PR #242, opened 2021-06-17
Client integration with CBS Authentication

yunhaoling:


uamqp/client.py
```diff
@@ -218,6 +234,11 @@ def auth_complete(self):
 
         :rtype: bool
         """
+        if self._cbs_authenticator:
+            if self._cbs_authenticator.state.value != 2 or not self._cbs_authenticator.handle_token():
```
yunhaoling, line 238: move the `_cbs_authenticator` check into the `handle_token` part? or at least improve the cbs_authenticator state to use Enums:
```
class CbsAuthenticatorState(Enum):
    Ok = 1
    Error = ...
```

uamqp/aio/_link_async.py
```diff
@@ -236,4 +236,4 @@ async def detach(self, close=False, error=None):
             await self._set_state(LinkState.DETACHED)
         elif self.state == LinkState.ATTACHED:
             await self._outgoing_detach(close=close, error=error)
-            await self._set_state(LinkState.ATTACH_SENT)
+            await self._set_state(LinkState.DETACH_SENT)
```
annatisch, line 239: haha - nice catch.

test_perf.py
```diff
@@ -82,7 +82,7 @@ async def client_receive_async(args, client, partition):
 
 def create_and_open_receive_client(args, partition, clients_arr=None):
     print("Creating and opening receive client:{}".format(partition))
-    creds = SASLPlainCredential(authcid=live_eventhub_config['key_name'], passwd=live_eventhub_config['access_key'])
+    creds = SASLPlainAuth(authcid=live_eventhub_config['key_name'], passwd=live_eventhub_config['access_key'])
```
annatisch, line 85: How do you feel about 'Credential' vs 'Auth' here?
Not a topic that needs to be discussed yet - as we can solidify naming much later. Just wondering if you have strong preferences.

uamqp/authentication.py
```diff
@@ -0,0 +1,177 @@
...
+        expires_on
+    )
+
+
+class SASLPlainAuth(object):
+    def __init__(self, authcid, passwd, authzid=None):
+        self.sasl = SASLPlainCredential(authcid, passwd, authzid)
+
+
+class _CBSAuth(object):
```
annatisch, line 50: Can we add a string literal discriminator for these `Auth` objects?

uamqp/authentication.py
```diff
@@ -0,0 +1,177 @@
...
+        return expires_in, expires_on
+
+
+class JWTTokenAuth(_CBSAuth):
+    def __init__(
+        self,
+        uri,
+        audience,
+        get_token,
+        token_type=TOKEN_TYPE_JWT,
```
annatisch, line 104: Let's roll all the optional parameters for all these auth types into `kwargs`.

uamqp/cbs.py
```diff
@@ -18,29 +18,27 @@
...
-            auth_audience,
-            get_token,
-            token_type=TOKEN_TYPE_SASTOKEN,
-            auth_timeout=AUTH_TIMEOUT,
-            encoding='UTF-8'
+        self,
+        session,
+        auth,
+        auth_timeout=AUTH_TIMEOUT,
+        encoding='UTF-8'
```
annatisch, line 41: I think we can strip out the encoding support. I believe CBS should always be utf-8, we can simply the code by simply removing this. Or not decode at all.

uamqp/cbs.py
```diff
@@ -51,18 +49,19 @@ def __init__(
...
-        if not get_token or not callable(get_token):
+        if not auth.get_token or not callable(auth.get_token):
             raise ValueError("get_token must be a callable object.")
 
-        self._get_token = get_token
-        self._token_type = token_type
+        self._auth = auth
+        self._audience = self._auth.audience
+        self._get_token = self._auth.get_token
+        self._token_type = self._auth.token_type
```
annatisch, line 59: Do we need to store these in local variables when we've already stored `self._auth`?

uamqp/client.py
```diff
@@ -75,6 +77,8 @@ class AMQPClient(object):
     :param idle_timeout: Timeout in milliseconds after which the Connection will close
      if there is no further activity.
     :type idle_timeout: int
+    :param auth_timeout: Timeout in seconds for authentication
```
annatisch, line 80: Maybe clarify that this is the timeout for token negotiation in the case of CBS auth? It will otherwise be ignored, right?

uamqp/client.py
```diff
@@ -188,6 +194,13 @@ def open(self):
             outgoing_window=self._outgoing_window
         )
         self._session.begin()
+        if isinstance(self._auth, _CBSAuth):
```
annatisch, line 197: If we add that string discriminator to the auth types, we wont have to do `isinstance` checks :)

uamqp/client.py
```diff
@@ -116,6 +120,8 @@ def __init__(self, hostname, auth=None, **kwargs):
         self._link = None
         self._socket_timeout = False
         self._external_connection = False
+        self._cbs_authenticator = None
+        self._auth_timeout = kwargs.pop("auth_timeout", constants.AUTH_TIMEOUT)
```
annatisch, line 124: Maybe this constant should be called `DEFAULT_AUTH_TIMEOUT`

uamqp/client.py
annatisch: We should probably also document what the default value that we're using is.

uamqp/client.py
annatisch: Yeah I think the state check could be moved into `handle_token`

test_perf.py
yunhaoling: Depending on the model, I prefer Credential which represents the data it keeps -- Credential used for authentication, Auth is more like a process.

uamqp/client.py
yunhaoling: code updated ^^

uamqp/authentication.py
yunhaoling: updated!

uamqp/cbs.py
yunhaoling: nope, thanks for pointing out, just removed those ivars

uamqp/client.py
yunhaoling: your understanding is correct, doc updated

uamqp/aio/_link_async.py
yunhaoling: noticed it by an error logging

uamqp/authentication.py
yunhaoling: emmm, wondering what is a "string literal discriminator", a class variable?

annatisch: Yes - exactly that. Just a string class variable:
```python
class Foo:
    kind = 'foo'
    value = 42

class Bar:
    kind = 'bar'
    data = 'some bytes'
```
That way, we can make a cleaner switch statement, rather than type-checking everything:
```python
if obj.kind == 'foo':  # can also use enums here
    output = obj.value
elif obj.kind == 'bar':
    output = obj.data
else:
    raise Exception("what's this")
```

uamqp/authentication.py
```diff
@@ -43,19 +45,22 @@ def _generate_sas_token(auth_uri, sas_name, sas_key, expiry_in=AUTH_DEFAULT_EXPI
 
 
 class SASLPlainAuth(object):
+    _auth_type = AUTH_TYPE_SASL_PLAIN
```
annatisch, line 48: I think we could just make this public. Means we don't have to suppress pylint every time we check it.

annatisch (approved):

WHAT THE TASK ASKS: Repeat the material above in full, exactly as it stands.

YOUR SOLUTION:
PR #242, opened 2021-06-17
Client integration with CBS Authentication

yunhaoling:


uamqp/client.py
```diff
@@ -218,6 +234,11 @@ def auth_complete(self):
 
         :rtype: bool
         """
+        if self._cbs_authenticator:
+            if self._cbs_authenticator.state.value != 2 or not self._cbs_authenticator.handle_token():
```
yunhaoling, line 238: move the `_cbs_authenticator` check into the `handle_token` part? or at least improve the cbs_authenticator state to use Enums:
```
class CbsAuthenticatorState(Enum):
    Ok = 1
    Error = ...
```

uamqp/aio/_link_async.py
```diff
@@ -236,4 +236,4 @@ async def detach(self, close=False, error=None):
             await self._set_state(LinkState.DETACHED)
         elif self.state == LinkState.ATTACHED:
             await self._outgoing_detach(close=close, error=error)
-            await self._set_state(LinkState.ATTACH_SENT)
+            await self._set_state(LinkState.DETACH_SENT)
```
annatisch, line 239: haha - nice catch.

test_perf.py
```diff
@@ -82,7 +82,7 @@ async def client_receive_async(args, client, partition):
 
 def create_and_open_receive_client(args, partition, clients_arr=None):
     print("Creating and opening receive client:{}".format(partition))
-    creds = SASLPlainCredential(authcid=live_eventhub_config['key_name'], passwd=live_eventhub_config['access_key'])
+    creds = SASLPlainAuth(authcid=live_eventhub_config['key_name'], passwd=live_eventhub_config['access_key'])
```
annatisch, line 85: How do you feel about 'Credential' vs 'Auth' here?
Not a topic that needs to be discussed yet - as we can solidify naming much later. Just wondering if you have strong preferences.

uamqp/authentication.py
```diff
@@ -0,0 +1,177 @@
...
+        expires_on
+    )
+
+
+class SASLPlainAuth(object):
+    def __init__(self, authcid, passwd, authzid=None):
+        self.sasl = SASLPlainCredential(authcid, passwd, authzid)
+
+
+class _CBSAuth(object):
```
annatisch, line 50: Can we add a string literal discriminator for these `Auth` objects?

uamqp/authentication.py
```diff
@@ -0,0 +1,177 @@
...
+        return expires_in, expires_on
+
+
+class JWTTokenAuth(_CBSAuth):
+    def __init__(
+        self,
+        uri,
+        audience,
+        get_token,
+        token_type=TOKEN_TYPE_JWT,
```
annatisch, line 104: Let's roll all the optional parameters for all these auth types into `kwargs`.

uamqp/cbs.py
```diff
@@ -18,29 +18,27 @@
...
-            auth_audience,
-            get_token,
-            token_type=TOKEN_TYPE_SASTOKEN,
-            auth_timeout=AUTH_TIMEOUT,
-            encoding='UTF-8'
+        self,
+        session,
+        auth,
+        auth_timeout=AUTH_TIMEOUT,
+        encoding='UTF-8'
```
annatisch, line 41: I think we can strip out the encoding support. I believe CBS should always be utf-8, we can simply the code by simply removing this. Or not decode at all.

uamqp/cbs.py
```diff
@@ -51,18 +49,19 @@ def __init__(
...
-        if not get_token or not callable(get_token):
+        if not auth.get_token or not callable(auth.get_token):
             raise ValueError("get_token must be a callable object.")
 
-        self._get_token = get_token
-        self._token_type = token_type
+        self._auth = auth
+        self._audience = self._auth.audience
+        self._get_token = self._auth.get_token
+        self._token_type = self._auth.token_type
```
annatisch, line 59: Do we need to store these in local variables when we've already stored `self._auth`?

uamqp/client.py
```diff
@@ -75,6 +77,8 @@ class AMQPClient(object):
     :param idle_timeout: Timeout in milliseconds after which the Connection will close
      if there is no further activity.
     :type idle_timeout: int
+    :param auth_timeout: Timeout in seconds for authentication
```
annatisch, line 80: Maybe clarify that this is the timeout for token negotiation in the case of CBS auth? It will otherwise be ignored, right?

uamqp/client.py
```diff
@@ -188,6 +194,13 @@ def open(self):
             outgoing_window=self._outgoing_window
         )
         self._session.begin()
+        if isinstance(self._auth, _CBSAuth):
```
annatisch, line 197: If we add that string discriminator to the auth types, we wont have to do `isinstance` checks :)

uamqp/client.py
```diff
@@ -116,6 +120,8 @@ def __init__(self, hostname, auth=None, **kwargs):
         self._link = None
         self._socket_timeout = False
         self._external_connection = False
+        self._cbs_authenticator = None
+        self._auth_timeout = kwargs.pop("auth_timeout", constants.AUTH_TIMEOUT)
```
annatisch, line 124: Maybe this constant should be called `DEFAULT_AUTH_TIMEOUT`

uamqp/client.py
annatisch: We should probably also document what the default value that we're using is.

uamqp/client.py
annatisch: Yeah I think the state check could be moved into `handle_token`

test_perf.py
yunhaoling: Depending on the model, I prefer Credential which represents the data it keeps -- Credential used for authentication, Auth is more like a process.

uamqp/client.py
yunhaoling: code updated ^^

uamqp/authentication.py
yunhaoling: updated!

uamqp/cbs.py
yunhaoling: nope, thanks for pointing out, just removed those ivars

uamqp/client.py
yunhaoling: your understanding is correct, doc updated

uamqp/aio/_link_async.py
yunhaoling: noticed it by an error logging

uamqp/authentication.py
yunhaoling: emmm, wondering what is a "string literal discriminator", a class variable?

annatisch: Yes - exactly that. Just a string class variable:
```python
class Foo:
    kind = 'foo'
    value = 42

class Bar:
    kind = 'bar'
    data = 'some bytes'
```
That way, we can make a cleaner switch statement, rather than type-checking everything:
```python
if obj.kind == 'foo':  # can also use enums here
    output = obj.value
elif obj.kind == 'bar':
    output = obj.data
else:
    raise Exception("what's this")
```

uamqp/authentication.py
```diff
@@ -43,19 +45,22 @@ def _generate_sas_token(auth_uri, sas_name, sas_key, expiry_in=AUTH_DEFAULT_EXPI
 
 
 class SASLPlainAuth(object):
+    _auth_type = AUTH_TYPE_SASL_PLAIN
```
annatisch, line 48: I think we could just make this public. Means we don't have to suppress pylint every time we check it.

annatisch (approved):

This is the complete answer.